Mill Computing, Inc. Forums The Mill Architecture Memory level parallelism and HW scouts Reply To: Memory level parallelism and HW scouts

peceed
Participant
Post count: 5

From what I understand, the problem is in the code like the kernel below:
aLotOfComputationsA(a[hash(i)]); //predictors don’t work
aLotOfComputationsB(b[hash(i)]);
aLotOfComputationsC(c[hash(i)]);
aLotOfComputationsD(d[hash(i)]);
//”One miss to stall them all!”
Mill is not able to handle such a scenario!

It must be remembered that we have entered the era of huge L3 caches that have access times of around 40 CPU cycles, and this is an area where OoO does great, and Mill – not, being doomed to work in bursts. Additionally, OoO can use SMT for practically free, which reduces the occurrence of stalls by a factor of two – this is hard to beat, Mill has fundamental difficulties in implementing SMT.
Similarly, processing elements of a linked list, OoO can process the chain of dependencies as fast as possible.
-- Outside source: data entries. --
PR #57, opened 2016-07-18
SWARM-565: Encapsulate dependency resolution

heiko-braun:
This relates to https://issues.jboss.org/browse/SWARM-565

I've been trying to improve the resolution of dependencies that happens when `deployment.addAllDependencies();` is called from **within an IDE**, i.e. in `org.wildfly.swarm.examples.jaxrs.shrinkwrap.Main()`

This first commit is merely for reviewing purposes, to discuss the approach in general. Some notable changes are:
- the algo works inclusive (define the inclusion and discard the rest), in contrast the previous impl. that worked exclusive (define the exclusion and keep the remainder)
- the system property `user.dir` still works unreliably (i.e. in multi-module IDE setups)
- it's not clear how/if to process `target/classes`


heiko-braun:
@kenfinnigan I would appreciate some thoughts on this. In particular the changes in `SystemDependencyResolution#resolve()` which was previously in `ArtifactManager`

container/src/main/java/org/wildfly/swarm/internal/SystemDependencyResolution.java
```diff
@@ -0,0 +1,144 @@
...
+            WildFlySwarmClasspathConf classpathConf = new WildFlySwarmClasspathConf();
+            Set<String> classpathElements = new HashSet<>();
+            Set<String> providedGAVs = new HashSet<>();
+            List<String> testClasspathElements = testClasspath!=null ?
+                    testClasspath : Collections.EMPTY_LIST;
+
+            // filter classpath entries, makes some assumptions about maven
+            // TODO: not sure how this actually works with gradle. For now I assume gradle works on the same same local repository ...
+
+            final String m2Repo = "m2" + File.separator + "repository";
```
kenfinnigan: I don't think we can guarantee that location, as users _could_ have their repository in any directory

container/src/main/java/org/wildfly/swarm/internal/SystemDependencyResolution.java
```diff
@@ -0,0 +1,144 @@
...
+            final String projectDir = pwd + File.separatorChar;
+
+            for (final String element : classpath) {
+
+                // JAR files within CP scope
+                if(element.contains(m2Repo) && element.endsWith(JAR)) {
+                    // Read wildfly-swarm-classpath.conf entries
+                    if(!dryRun) {
```
kenfinnigan: Is dryRun meant to be set when executing in IDE only?

If so, how is it set for a user running a main()?

heiko-braun: dryRun is only used for test runs, but I realised it's probably just a quick fix.  A proper solution would require  to further refactor the code to split the classpath filtering (string values) from the actual archive parsing/creation (shrinkwrap archives).

container/src/main/java/org/wildfly/swarm/internal/SystemDependencyResolution.java
heiko-braun: right, so the default is `${user.home}/.m2/repository`, but i t can be overriden in either 

a) `settings.xml`
b) or using `-Dmaven.repo.local`

But considering that the algo so far is at best an approximation, I think a solution that works for the majority of users would be good enough. So one way to approach it would be to assume the majority uses the default location and still respect `-Dmaven.repo.local`, if given. I think the only case this would not cover is changes to `settings.xml`.

kenfinnigan: But the previous implementation worked wherever the m2repo was located, so wouldn't such an approach be a regression?

heiko-braun: Well, the main reason for looking into this was that it didn't work (See https://issues.jboss.org/browse/SWARM-565). It seems there a a few things that overlap each other and cause problems, primarily:
- the question of what deps actually get included in the IDE case
- the question what an IDE provides as `user.dir`
- the question if `target/classes` is included or not (i think this depends in the way the IDE builds maven projects)

kenfinnigan: I'm not sure what's going on as we made it work with multi module maven projects months ago.

heiko-braun:
Thinking further about the reasoning for my changes. I am coming from this end:
- `user.dir` seems to be unreliable (multi-module projects)
- `java.home` filtering seems to unreliable (on my box assorted JDK libs get included)
- the codepath that drives my changes was `deployment.addAllDeps()`

So, considering the above, in particular the last point, I was thinking that baselining on whatever information we have, or assumptions we can make about, the maven environment would probably lead to a more reliable resolution of dependencies. Overall, all we want with `deployment.addAllDeps()` is to refer to maven dependencies. And the approach in this PR thus tries to get away from `user.dir` as a criteria and `java.home` as a criteria. 

I hope this sheds some light on my line of thinking.

kenfinnigan:
The problem is that IDE and wildfly-swarm:run execution don't deal with Maven dependencies. They only deal with directories and files that are already resolved to a location

heiko-braun:
Right, at least not directly. Indirectly however, the classpath (as in `System.getProperty("java.class.path")` ) is determined from the maven deps within the environment that invokes the main class, i.e. the maven plugin or the IDE itself.

heiko-braun:
Actually I think that even in a gradle build, the classpath ultimately goes back to a file system structure that references a local maven repository, because we only ship maven artifacts. That's why all gradle builds tie into the maven central and the local maven repo: 

https://github.com/wildfly-swarm/wildfly-swarm-examples/blob/master/gradle/build.gradle#L4

As such I would expect, that even IDE execution that are results from imported gradle projects to reflect a similar classpath structure around a local maven repo.

container/src/main/java/org/wildfly/swarm/internal/SystemDependencyResolution.java
```diff
@@ -0,0 +1,144 @@
...
+                    }
+
+                    if (!excluded(exclusions, element)) {
+                        //System.out.println("Adding " + element);
+                        classpathElements.add(element);
+                    }
+                }
+
+                // classes Dir's within scope (i.e. target/classes in case of maven build)
+                else if(element.startsWith(projectDir) && element.endsWith(CLASSES)) {
```
mhofstetter: With such an approach you will never catch all cases of directories with relevant classes in it - without interpreting the definition of the build tool. In gradle the build output folders have this pattern "build/[classes|resources]/<sourceset-name>" - for example "build/classes/main. 

At best you can try to evaluate the name of the corresponding in-memory-JARArchive for better "debugging" - that's the current logic in ArtifactManager which you moved to a default-method in DependencyResolution.

mhofstetter:
Gradle uses the local m2-repo only for dependency-resolution of local builded artifacts. But in case of a artifact from a remote-repository gradle stores this artifact in it's own cache under ~/.gradle/caches/... .

In general I think the previous approach of grabbing all dependencies of the java.class.path and then exclude some jars was the right one. It should be easier to exclude some jars like JRE-libs (yes it sometimes doesn't work...) then interpreting the logic and conventions of multiple buildtools. The only thing I still don't get is why there is this filter for the "user.dir" directory.

heiko-braun:
Thanks @mhofstetter for the feedback. From this point of view I agree that the baseline on `.m2/repository` doesn't make much sense. I'll revert that to the previous of exclusions around the `java.class.path`. 

Regarding the question of classes directories, regardless of the build tool (could be `target/classes` in the maven case or `build/classes` in the gradle case):

Do we actually need to consider those or can we assume the build tool runs a full install cycle, resulting in jars in the local repo, when executed from within the IDE?

heiko-braun:
Regarding the `user.dir` property: This one seems to be really flaky, at least in intellij. Depending on the workspace setup it points to different project/module roots. This doesn't seem to be an issue when excluding `<target|build>/classes` as it is now. 

In my setup, for instance, I have core and examples in the same workspace. But my right click run on an example `Main()` uses the core module root as the `user.dir`. In other cases it was using the examples root as the `user.dir`.  It doesn't take much to see how an inclusion of classes with `deployment.addAllDeps()` can easily mess things up.

mhofstetter:
you're welcome @heiko-braun

In my opinion the addAllDeps should consider those directories because otherwise the classpath isn't complete. At least when talking about multiproject builds 'within the same build' (one swarm-app is composed of multiple projects). Building the code with the compiler from the IDE is the big advantage from running a swarm-app out of the IDE rather than using java -jar or mvn run when developing an application. And in the end from the JAR over the WAR approach. I mean, if i have to run a full-cycle build the overhead of building the WAR too isn't that big...

I think that this is also the common way of all maven and gradle IDE integrations when handling multiproject builds (one build has multiple java projects).

You're example with core and examples in the same eclipse workspace / idea project is another usecase where you combine multiple multiproject builds to a big build. But I think we can handle this the same way. I would stick with the classpath the buildtool is providing to the IDE.

The user.dir is very error prone - maybe deleting this filter would help. But this is just my point of view. I don't know if there is a special maven usecase which needs this filter.

kenfinnigan:
I've found that in Intellij the user.dir is dependent on both the project directory and classpath module as specified in the run settings.

If those aren't pointing to the right spots, you can easily get inconsistent behavior

mhofstetter:
@kenfinnigan That's why I have to manually set the "working directory" in my IDEA run config to a completely different folder to work around this 'user.dir' - filter.

kenfinnigan:
Interesting.

When I have it set to the directory of a project that contains a main(), or which I want to run Swarm() from, it works fine

mhofstetter:
It depends on the example / application you want to run. If you add your relevant classes to the archive via shrinkwrap in the main() it's fine. Then you just need the addAllDeps to add all 3rd party dependencies. Like in the jaxrs-shrinkwrap example. 

If the project is a little bit bigger and you don't want to add all classes manually, then the addAllDeps have to add all my dependencies. Otherwise the classpath isn't complete - which results in an deployment error when I'm lucky or in a frustrating search for the error.

mhofstetter:
ok - maybe a constellation like the one in the jaxrs-shrinkwrap example was the initial reason for the "user.dir" filter. If you add your necessary classes manually to the war-archive without the filter, the classes of the project with the main-class in it would be duplicated on the classpath. The project with the main-class in it would be treated like a JAR in the lib-folder of the WAR.

In the end it's up to you how you define the method "addAllDependencies". Making it somehow configurable or splitting it up into smaller pieces would maybe help. 
- add3rdPartyDeps (all JAR's in java.class.path except jre-libs)
- addProjectDeps (all directories in java.class.path except "main-project")
- addMainProject ("main-project" directory in java.class.path => currently identified by user.dir)

_UPDATE: ok with this approach it's a different behaviour if you run your swarm-app from IDE or with java -jar.._

If the user.dir - function is to mark the "main-project" - there are maybe other solutions to find and filter the corresponding build-directory.

Something like _MainClass_.class.getClassLoader().getResource(_MainClass_.class.getName().replace(".", "/") + ".class") to determine the project output dir where the main-class belongs to. It isn't very elegant but maybe better and less error prone.

Or maybe I'm just using your awesome piece of software the wrong way round and it's just meant to be used in a single java-project and by adding own classes manually via shrinkwrap ... I hope I don't confuse you.

heiko-braun:
ok, the latest PR just retains the outer refactorings, but keeps the resolution logic as it was before. Consider this an interim commit to create another baseline for further discussions

gastaldi:
There is a feature in Maven called `WorkspaceReader` which I believe it may help in this scenario: https://github.com/forge/furnace/blob/master/manager/resolver/maven/src/main/java/org/jboss/forge/furnace/manager/maven/ClasspathWorkspaceReader.java

heiko-braun:
retest this please

heiko-braun:
hm, looks like the PR bot doesn't retest

heiko-braun:
test this please

heiko-braun:
retest this please

heiko-braun:
retest this please

heiko-braun:
retest this please

heiko-braun:
retest this please

heiko-braun:
retest this please

heiko-braun:
retest this please

heiko-braun:
Regarding @mhofstetter's comment:

> ok - maybe a constellation like the one in the jaxrs-shrinkwrap example was the initial reason for the "user.dir" filter. If you add your necessary classes manually to the war-archive without the filter, the classes of the project with the main-class in it would be duplicated on the classpath. The project with the main-class in it would be treated like a JAR in the lib-folder of the WAR.

Maybe we need some agreement on classes versus dependencies. IMO addAllDeps() can mean both or one or the other. So far my understanding of that method was to add maven dependencies, not module contents. But I am not sure anymore. @kenfinnigan what do you think?

heiko-braun:
Another way to look at it, is to clearly separate the use cases.

If we extend the use cases (or make them more explicit as @mhofstetter suggested) then I can think of the following changes to the deployment API's:

a) addAllDependencies(): as before, just pulling in maven dep's
b) addProjectClasses(): pulling in `target/classes` based on `user.dir`
c) addProjectResources(): pulling in target/classes/<META-INF|WEB-INF> based on `user.dir`

a) with my current fixes solves SWARM-565.
b) and c) would address a separate issue, namely the inconvenience for packaging project source and resources into shrinkwrap archives.

bobmcwhirter:
+1

I dunno the current behavior but addAllDeps() originally meant 3rd party
deps, not the user's primary .jar.

Your proposed granularity seems to make sense to me.

Bonus points if we also have one that takes a Predicate filter.

addProjectClasses( e->{.... Return a bool} );

## 

Sent from my iPhone

On Jul 20, 2016, at 6:33 AM, Heiko Braun notifications@github.com wrote:

If we extend the use cases (or make them more explicit as @mhofstetter
https://github.com/mhofstetter suggested) then I can think of the changes
to the deployment API's:
a) addAllDependencies(): as before, just pulling in maven dep's
b) addProjectClasses(): pulling in target/classes based on user.dir
c) addProjectResources(): pulling in target/classes/ based on user.dir

a) with my current fixes solves SWARM-565.
b) and c) would address a separate issue, namely the inconvenience for
packaging project source and resources into shrinkwrap archives.

—
You are receiving this because you are subscribed to this thread.
Reply to this email directly, view it on GitHub
https://github.com/wildfly-swarm/wildfly-swarm/pull/57#issuecomment-233913394,
or mute the thread

heiko-braun:
@bobmcwhirter good idea. Each project type (packaging, fractions, etc) brings certain contents (classes, META-INF/WEB-INF resources) and it would be good if we can simplify the shrinkwrap packaging with auto discovery and placement of those files. Maybe prebuild predicates can help here too?

heiko-braun:
ok, I am going to merge this one so I can close SWARM-565. And would suggest to proceed the discussion around further changes on a different thread.

heiko-braun:
The packaging utils issue (my point b) and c) from above) can be found here: https://issues.jboss.org/browse/SWARM-569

It should be noted, however, that garbage collector algorithms sort memory objects and this very well improves the performance of predictors for data – that’s why the hash example is better.
If we add to this the widespread use of vector instructions that can parallelize many algorithms quite analogously to MILL, and the simultaneous transfer of most of the calculations from CPU to GPU/Tensor cores, then we can see that the economic window of opportunity for Mill is closing, and it is in danger of becomining an alternative past.